Here are the latest 5 articles from TechCrunch:

1. "AI Breakthrough in Natural Language Processing"
   Link: https://techcrunch.com/2025/03/15/ai-breakthrough-nlp/

2. "New JavaScript Framework Promises 10x Performance"
   Link: https://techcrunch.com/2025/03/15/javascript-framework/

... (and so on)

🔄 Step 2: Create a Reusable Scraping Workflow (10 minutes)

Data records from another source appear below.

PR #2052, opened 2026-09-14
feat(studio): show deployment status for custom models and adapters

aray12:
## Summary

The Custom Models list resolved deployment state by fetching `base_model`, so any row without one — every base model that hosts adapters — fell through to a red "No deployment found" even while a READY deployment was serving it. Adapter subrows rendered no indicator at all, and because `StatusIndicator` has no neutral colour and defaults to red, the undeployed state was also alarming rather than quiet.

This resolves status the way the model side panel already does — matching `toInferenceModelEntityId()` against each provider's `served_models`, the same table Inference Gateway routes on — and renders it as a Status column of badges. A green badge now means a request would actually resolve, rather than that a deployment was merely requested.

Before: a base model with a READY deployment showed red "No deployment found"; its adapters showed nothing. After: it reads **Deployed**, a loaded adapter reads **Served**, and an adapter whose base is up but which is not itself loaded reads **Not served** — a state that was previously indistinguishable from having nothing deployed.

image

> **Note:** this overlaps #1987 (merged earlier today), which fixed the same root cause more narrowly by pointing `DeploymentIndicator` at the row's own model instead of its `base_model`. That intent is preserved and extended here; this change removes `DeploymentIndicator` in favour of the badge column, so #1987's file is deleted rather than modified. Flagging for reviewer awareness.

## Changes

- Add `useModelDeploymentIndicator`, resolving a model or adapter row to a discriminated state (`loading` / `served` / `adapter-not-loaded` / `not-deployed`) by matching its inference entity id against each provider's `served_models`, then following the matched provider to its deployment.
- Add `DeploymentStatusBadge`, rendering that state via the shared `StatusBadge` with a local status config. Top-level rows read Deployed; adapters read Served, since an adapter has no deployment of its own and is loaded into the one serving its base model.
- Replace the fixed-width dot gutter in `CustomModelsDataView` with a Status column, and render it for adapter subrows as well as top-level rows.
- Return the matched `ModelProvider` from `useServedModel` so callers can reach `model_deployment_id` without re-resolving the ref. Additive; existing callers are unaffected.
- Delete `DeploymentIndicator` and its dot-rendering logic.
- Keep failed lookups out of the status: `useServedModel` now reports `isError` when a referenced provider could not be fetched, and the state machine has an `unknown` kind so a transient 5xx or stale provider reference is not rendered as "Not deployed". The `served` state carries `hasDeployment`, so "Available" is reserved for providers that name no deployment, and a deployment that exists but could not be read falls to "Unknown" rather than a green badge. An incomplete provider read is also checked *before* the adapter base probe, so a model with several providers cannot report "Not served" on the strength of one readable provider while another went unread.

- Add an `AllDeploymentStatuses` story to `CustomModelsDataView.stories.tsx` with one row per Status value, driven through the real resolution chain (models → `model_providers` → provider `served_models` → deployment) rather than by stubbing the hook.

`useModelDeploymentStatus` is deliberately untouched — it still backs `useModelChatAvailability`, and changing it would ripple into the chat tab.

## Type of Change

- [ ] Documentation only

## Quality Gates

- [x] Documentation not applicable — justification: internal Studio table column; no user-facing docs describe this list's columns.

## Verification

Targeted validation:

| Command | Result |
| --- | --- |
| `pnpm --filter nemo-studio-ui test src/components/dataViews/CustomModelsDataView src/hooks` | Pass — 9 files, 68 tests |
| `pnpm --filter nemo-studio-ui typecheck` | Pass |
| `pnpm --filter nemo-studio-ui lint` | Pass (`--max-warnings 0`) |
| `pnpm --filter="...[origin/main]" run --parallel --if-present typecheck` | Pass — `packages/common`, `packages/studio` |
| `pnpm --filter="...[origin/main]" run --parallel --if-present test:ci` | Pass — studio 367 files / 3636 tests |
| `uv run pre-commit run -a` | **Two hooks blocked locally — see below.** All others passed. |

New tests: 15 cases in `useModelDeploymentIndicator/index.test.tsx` covering each state transition — including the regression where a row with no `base_model` resolved as undeployed despite a READY provider, and the error paths where a provider or deployment lookup fails — and 11 cases in `DeploymentStatusBadge.test.tsx` pinning the label and colour for each state.

The multi-provider regression test was verified to fail against the pre-fix ordering (`expected 'adapter-not-loaded' to be 'unknown'`) before the fix was restored, so it is genuine regression coverage rather than a test that merely passes.

Review follow-up in `fac8dc4ae` also fixed a latent defect in the test helper: `modelDeploymentId` was a defaulted parameter, so passing `undefined` re-applied the default and the "provider without a deployment" case never exercised that path.

**Blocked pre-commit hooks** — both are local environment gaps, neither touches this diff (no Helm or Python files are changed):

- `Helm Docs` — `helm-docs` binary is not installed locally.
- `Run uv lock with platform uv` — local uv is 0.9.28; the platform pins 0.9.14. The companion `Check for uv.lock drift` hook passed, and `uv.lock` is unmodified here.

Expecting CI to cover both.

**How each state was verified:** `Deployed`, `Served`, and `Not deployed` were confirmed against a running platform. The remaining states cannot be produced by real data on demand — `Not served` needs a base redeployed with LoRA disabled, `Unknown` needs a provider request to fail, and `Deploying`/`Failed`/`Deleting`/`Unavailable`/`Available` need a deployment caught in a particular state — so all ten are covered by the `AllDeploymentStatuses` story and by unit tests. Every badge in that story was visually confirmed to render as documented.

**Pre-existing story note:** the older `WithData` story mocks models and deployments but no providers, so with this change its rows all read `Unknown`. It predates this resolution path. Left as-is to keep the diff scoped; worth adding provider mocks in a follow-up.

**Known limitation:** the Status column is derived per row on the client (providers → `served_models` → deployment), so it is not sortable or filterable. Every other column in this table filters; making this one filter would require backend support.

## Summary by CodeRabbit

* **New Features**
  * Added clearer deployment status badges for models and adapters.
  * Displays deployed, served, not deployed, not served, deploying, failed, deleting, unavailable, available, and unknown statuses.
  * Shows loading indicators while deployment information is retrieved.
  * Provides adapter-specific labels and accounts for external providers.
  * Added a dedicated Status column to custom model views.

* **Bug Fixes**
  * Status remains unknown when provider information cannot be retrieved, avoiding misleading results.


aray12:

- #2052 ◀
    - #2083

web/packages/studio/src/components/dataViews/CustomModelsDataView/index.tsx
marcusds: Should this use useCallback?

marcusds (approved):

Understanding OpenClaw Skills

In OpenClaw, skills are Markdown files that define reusable capabilities. Let’s create a web scraping skill.

Create Your First Skill

# Navigate to workspace skills directory
cd ~/.openclaw/workspace/skills

# Create a new skill directory
mkdir news-scraper
cd news-scraper

Create the Skill Definition

Create SKILL.md:

# News Scraper

## Description
Extracts the latest news articles from technology news websites.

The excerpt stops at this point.